Issue #3141, opened 2017-06-17
Flag Postgresql as synchronous in RelationalStorage to avoid deadlocking


veikkoeeva:
This is related to https://github.com/dotnet/orleans/pull/2949. It appears the Npsql provider has similar problems to MySQL one, the fix is [to flag it likewise](https://gitter.im/dotnet/orleans?at=59445bb6f31c8ced0c42e583). More information at findings at Gitter discussion at https://gitter.im/dotnet/orleans?at=59445bb6f31c8ced0c42e583.

jdom:
I think this is a good safe approach until https://github.com/npgsql/npgsql/issues/1130 is fixed.

PR at https://github.com/dotnet/orleans/pull/3164

Issue #3019, opened 2017-05-14
Tests fail for both SqlServer and Postgres


xclayl:
SQL Server Error (for the init test in this case):

Test Name:	UnitTests.SqlStatisticsPublisherTests.SqlServerStatisticsPublisherTests.SqlStatisticsPublisher_SqlServer_Init
Test FullName:	UnitTests.SqlStatisticsPublisherTests.SqlServerStatisticsPublisherTests.SqlStatisticsPublisher_SqlServer_Init
Test Source:	 : line 0
Test Outcome:	Failed
Test Duration:	0:00:00.001

Result StackTrace:	
at System.Threading.Tasks.Task.ThrowIfExceptional(Boolean includeTaskCanceledExceptions)
   at System.Threading.Tasks.Task.Wait(Int32 millisecondsTimeout, CancellationToken cancellationToken)
   at System.Threading.Tasks.Task.Wait()
   at UnitTests.SqlStatisticsPublisherTests.SqlStatisticsPublisherTestsBase..ctor(ConnectionStringFixture fixture, TestEnvironmentFixture environment)
   at UnitTests.SqlStatisticsPublisherTests.SqlServerStatisticsPublisherTests..ctor(ConnectionStringFixture fixture, TestEnvironmentFixture environment)
----- Inner Stack Trace -----
   at UnitTests.SqlStatisticsPublisherTests.StatisticsPublisherProviderRuntime.get_ServiceProvider()
   at Orleans.Providers.SqlServer.SqlStatisticsPublisher.<Init>d__16.MoveNext()
Result Message:	
System.AggregateException : One or more errors occurred.
---- System.NotImplementedException : The method or operation is not implemented.

The Postgres test error is very similar:

Test Name:	UnitTests.SqlStatisticsPublisherTests.PostgreSqlStatisticsPublisherTests.SqlStatisticsPublisher_PostgreSql_Init
Test FullName:	UnitTests.SqlStatisticsPublisherTests.PostgreSqlStatisticsPublisherTests.SqlStatisticsPublisher_PostgreSql_Init
Test Source:	 : line 0
Test Outcome:	Failed
Test Duration:	0:00:00.001

Result StackTrace:	
at System.Threading.Tasks.Task.ThrowIfExceptional(Boolean includeTaskCanceledExceptions)
   at System.Threading.Tasks.Task.Wait(Int32 millisecondsTimeout, CancellationToken cancellationToken)
   at System.Threading.Tasks.Task.Wait()
[...]

PR #3163, opened 2017-06-23
Adds to Roman's fix the test fixes

veikkoeeva:
This works so that

- Fixes cancellation test by unwrapping the real exception

The reason for the cancellation test failure is due to the test arrangement where the .Wait wraps the exception into an AggregateException and the real exception needs to be unwrapped first.

- Lowers database stress level to avoid deadlocking in tests (maybe not needed).

The test failures were due to deadlocks in the database where reads and writes were waiting for the same resource. As an intermediary resolution the test stress level was lowered to be more in line with the other persistence storage test.

Indexing would greatly improve the situation, but even better fix would be to rearrange the table. Indexing can be applied by anyone running a system without correctness problems with regards to Orleans, so maybe the right way to refactor wouldn't be to introduce "default indexing" (as it depends on hardware deployment too) but rearrange the table and index the rearranged table.

- Fixes a problem in how `static ThreadLocal<Random>` could potentially be seeded multiple times with the same value.

- Adds some `.ConfigureAwait(false)` calls to tests as a measure of "best practice", not strictly needed, but maybe it's more benefit to the codebase than to leaving "to the next time" when some visits it.

Closes #2949.

### DIFF
--- a/src/AdoNet/Shared/Storage/RelationalStorage.cs
+++ b/src/AdoNet/Shared/Storage/RelationalStorage.cs
@@ -150,7 +150,7 @@ namespace Orleans.Statistics.AdoNet.Storage
         ///}).ConfigureAwait(continueOnCapturedContext: false);                
         /// </code>
         /// </example>
-        public Task<IEnumerable<TResult>> ReadAsync<TResult>(string query, Action<IDbCommand> parameterProvider, Func<IDataRecord, int, CancellationToken, Task<TResult>> selector, CancellationToken cancellationToken = default(CancellationToken), CommandBehavior commandBehavior = CommandBehavior.Default)
+        public async Task<IEnumerable<TResult>> ReadAsync<TResult>(string query, Action<IDbCommand> parameterProvider, Func<IDataRecord, int, CancellationToken, Task<TResult>> selector, CancellationToken cancellationToken = default(CancellationToken), CommandBehavior commandBehavior = CommandBehavior.Default)
         {
             //If the query is something else that is not acceptable (e.g. an empty string), there will an appropriate database exception.
             if(query == null)
@@ -163,11 +163,7 @@ namespace Orleans.Statistics.AdoNet.Storage
                 throw new ArgumentNullException("selector");
             }
 
-            //It is certain the result is already ready here and can be collected straight away. Having a truly asynchronous result collection
-            //IAsyncEnumerable<TResult> or equivalent method ought to be used. Taking the result here without async-await saves for generating
-            //the async state machine.
-            var ret = ExecuteAsync(query, parameterProvider, ExecuteReaderAsync, selector, cancellationToken, commandBehavior).GetAwaiter().GetResult().Item1;
-            return Task.FromResult(ret);
+            return (await ExecuteAsync(query, parameterProvider, ExecuteReaderAsync, selector, cancellationToken, commandBehavior).ConfigureAwait(false)).Item1;
         }
 
 
@@ -192,7 +188,7 @@ namespace Orleans.Statistics.AdoNet.Storage
         /// }).ConfigureAwait(continueOnCapturedContext: false);                
         /// </code>
         /// </example>
-        public Task<int> ExecuteAsync(string query, Action<IDbCommand> parameterProvider, CancellationToken cancellationToken = default(CancellationToken), CommandBehavior commandBehavior = CommandBehavior.Default)
+        public async Task<int> ExecuteAsync(string query, Action<IDbCommand> parameterProvider, CancellationToken cancellationToken = default(CancellationToken), CommandBehavior commandBehavior = CommandBehavior.Default)
         {
             //If the query is something else that is not acceptable (e.g. an empty string), there will an appropriate database exception.
             if(query == null)
@@ -200,11 +196,7 @@ namespace Orleans.Statistics.AdoNet.Storage
                 throw new ArgumentNullException("query");
             }
 
-            //It is certain the result is already ready here and can be collected straight away. Having a truly asynchronous result collection
-            //IAsyncEnumerable<TResult> or equivalent method ought to be used. Taking the result here without async-await saves for generating
-            //the async state machine.
-            var ret = ExecuteAsync(query, parameterProvider, ExecuteReaderAsync, (unit, id, c) => Task.FromResult(unit), cancellationToken, commandBehavior).GetAwaiter().GetResult().Item2;
-            return Task.FromResult(ret);
+            return (await ExecuteAsync(query, parameterProvider, ExecuteReaderAsync, (unit, id, c) => Task.FromResult(unit), cancellationToken, commandBehavior).ConfigureAwait(false)).Item2;
         }
 
         /// <summary>
--- a/src/AdoNet/Shared/Storage/RelationalStorage.cs
+++ b/src/AdoNet/Shared/Storage/RelationalStorage.cs
@@ -225,7 +225,7 @@ namespace Orleans.Statistics.AdoNet.Storage
                     results.Add(obj);
                 }
 
-                await reader.NextResultAsync(cancellationToken);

### Task details
The data should be transcribed exactly, line for line.

### Your solution
Issue #3141, opened 2017-06-17
Flag Postgresql as synchronous in RelationalStorage to avoid deadlocking


veikkoeeva:
This is related to https://github.com/dotnet/orleans/pull/2949. It appears the Npsql provider has similar problems to MySQL one, the fix is [to flag it likewise](https://gitter.im/dotnet/orleans?at=59445bb6f31c8ced0c42e583). More information at findings at Gitter discussion at https://gitter.im/dotnet/orleans?at=59445bb6f31c8ced0c42e583.

jdom:
I think this is a good safe approach until https://github.com/npgsql/npgsql/issues/1130 is fixed.

PR at https://github.com/dotnet/orleans/pull/3164

Issue #3019, opened 2017-05-14
Tests fail for both SqlServer and Postgres


xclayl:
SQL Server Error (for the init test in this case):

Test Name:	UnitTests.SqlStatisticsPublisherTests.SqlServerStatisticsPublisherTests.SqlStatisticsPublisher_SqlServer_Init
Test FullName:	UnitTests.SqlStatisticsPublisherTests.SqlServerStatisticsPublisherTests.SqlStatisticsPublisher_SqlServer_Init
Test Source:	 : line 0
Test Outcome:	Failed
Test Duration:	0:00:00.001

Result StackTrace:	
at System.Threading.Tasks.Task.ThrowIfExceptional(Boolean includeTaskCanceledExceptions)
   at System.Threading.Tasks.Task.Wait(Int32 millisecondsTimeout, CancellationToken cancellationToken)
   at System.Threading.Tasks.Task.Wait()
   at UnitTests.SqlStatisticsPublisherTests.SqlStatisticsPublisherTestsBase..ctor(ConnectionStringFixture fixture, TestEnvironmentFixture environment)
   at UnitTests.SqlStatisticsPublisherTests.SqlServerStatisticsPublisherTests..ctor(ConnectionStringFixture fixture, TestEnvironmentFixture environment)
----- Inner Stack Trace -----
   at UnitTests.SqlStatisticsPublisherTests.StatisticsPublisherProviderRuntime.get_ServiceProvider()
   at Orleans.Providers.SqlServer.SqlStatisticsPublisher.<Init>d__16.MoveNext()
Result Message:	
System.AggregateException : One or more errors occurred.
---- System.NotImplementedException : The method or operation is not implemented.

The Postgres test error is very similar:

Test Name:	UnitTests.SqlStatisticsPublisherTests.PostgreSqlStatisticsPublisherTests.SqlStatisticsPublisher_PostgreSql_Init
Test FullName:	UnitTests.SqlStatisticsPublisherTests.PostgreSqlStatisticsPublisherTests.SqlStatisticsPublisher_PostgreSql_Init
Test Source:	 : line 0
Test Outcome:	Failed
Test Duration:	0:00:00.001

Result StackTrace:	
at System.Threading.Tasks.Task.ThrowIfExceptional(Boolean includeTaskCanceledExceptions)
   at System.Threading.Tasks.Task.Wait(Int32 millisecondsTimeout, CancellationToken cancellationToken)
   at System.Threading.Tasks.Task.Wait()
[...]

PR #3163, opened 2017-06-23
Adds to Roman's fix the test fixes

veikkoeeva:
This works so that

- Fixes cancellation test by unwrapping the real exception

The reason for the cancellation test failure is due to the test arrangement where the .Wait wraps the exception into an AggregateException and the real exception needs to be unwrapped first.

- Lowers database stress level to avoid deadlocking in tests (maybe not needed).

The test failures were due to deadlocks in the database where reads and writes were waiting for the same resource. As an intermediary resolution the test stress level was lowered to be more in line with the other persistence storage test.

Indexing would greatly improve the situation, but even better fix would be to rearrange the table. Indexing can be applied by anyone running a system without correctness problems with regards to Orleans, so maybe the right way to refactor wouldn't be to introduce "default indexing" (as it depends on hardware deployment too) but rearrange the table and index the rearranged table.

- Fixes a problem in how `static ThreadLocal<Random>` could potentially be seeded multiple times with the same value.

- Adds some `.ConfigureAwait(false)` calls to tests as a measure of "best practice", not strictly needed, but maybe it's more benefit to the codebase than to leaving "to the next time" when some visits it.

Closes #2949.

### DIFF
--- a/src/AdoNet/Shared/Storage/RelationalStorage.cs
+++ b/src/AdoNet/Shared/Storage/RelationalStorage.cs
@@ -150,7 +150,7 @@ namespace Orleans.Statistics.AdoNet.Storage
         ///}).ConfigureAwait(continueOnCapturedContext: false);                
         /// </code>
         /// </example>
-        public Task<IEnumerable<TResult>> ReadAsync<TResult>(string query, Action<IDbCommand> parameterProvider, Func<IDataRecord, int, CancellationToken, Task<TResult>> selector, CancellationToken cancellationToken = default(CancellationToken), CommandBehavior commandBehavior = CommandBehavior.Default)
+        public async Task<IEnumerable<TResult>> ReadAsync<TResult>(string query, Action<IDbCommand> parameterProvider, Func<IDataRecord, int, CancellationToken, Task<TResult>> selector, CancellationToken cancellationToken = default(CancellationToken), CommandBehavior commandBehavior = CommandBehavior.Default)
         {
             //If the query is something else that is not acceptable (e.g. an empty string), there will an appropriate database exception.
             if(query == null)
@@ -163,11 +163,7 @@ namespace Orleans.Statistics.AdoNet.Storage
                 throw new ArgumentNullException("selector");
             }
 
-            //It is certain the result is already ready here and can be collected straight away. Having a truly asynchronous result collection
-            //IAsyncEnumerable<TResult> or equivalent method ought to be used. Taking the result here without async-await saves for generating
-            //the async state machine.
-            var ret = ExecuteAsync(query, parameterProvider, ExecuteReaderAsync, selector, cancellationToken, commandBehavior).GetAwaiter().GetResult().Item1;
-            return Task.FromResult(ret);
+            return (await ExecuteAsync(query, parameterProvider, ExecuteReaderAsync, selector, cancellationToken, commandBehavior).ConfigureAwait(false)).Item1;
         }
 
 
@@ -192,7 +188,7 @@ namespace Orleans.Statistics.AdoNet.Storage
         /// }).ConfigureAwait(continueOnCapturedContext: false);                
         /// </code>
         /// </example>
-        public Task<int> ExecuteAsync(string query, Action<IDbCommand> parameterProvider, CancellationToken cancellationToken = default(CancellationToken), CommandBehavior commandBehavior = CommandBehavior.Default)
+        public async Task<int> ExecuteAsync(string query, Action<IDbCommand> parameterProvider, CancellationToken cancellationToken = default(CancellationToken), CommandBehavior commandBehavior = CommandBehavior.Default)
         {
             //If the query is something else that is not acceptable (e.g. an empty string), there will an appropriate database exception.
             if(query == null)
@@ -200,11 +196,7 @@ namespace Orleans.Statistics.AdoNet.Storage
                 throw new ArgumentNullException("query");
             }
 
-            //It is certain the result is already ready here and can be collected straight away. Having a truly asynchronous result collection
-            //IAsyncEnumerable<TResult> or equivalent method ought to be used. Taking the result here without async-await saves for generating
-            //the async state machine.
-            var ret = ExecuteAsync(query, parameterProvider, ExecuteReaderAsync, (unit, id, c) => Task.FromResult(unit), cancellationToken, commandBehavior).GetAwaiter().GetResult().Item2;
-            return Task.FromResult(ret);
+            return (await ExecuteAsync(query, parameterProvider, ExecuteReaderAsync, (unit, id, c) => Task.FromResult(unit), cancellationToken, commandBehavior).ConfigureAwait(false)).Item2;
         }
 
         /// <summary>
--- a/src/AdoNet/Shared/Storage/RelationalStorage.cs
+++ b/src/AdoNet/Shared/Storage/RelationalStorage.cs
@@ -225,7 +225,7 @@ namespace Orleans.Statistics.AdoNet.Storage
                     results.Add(obj);
                 }
 
-                await reader.NextResultAsync(cancellationToken);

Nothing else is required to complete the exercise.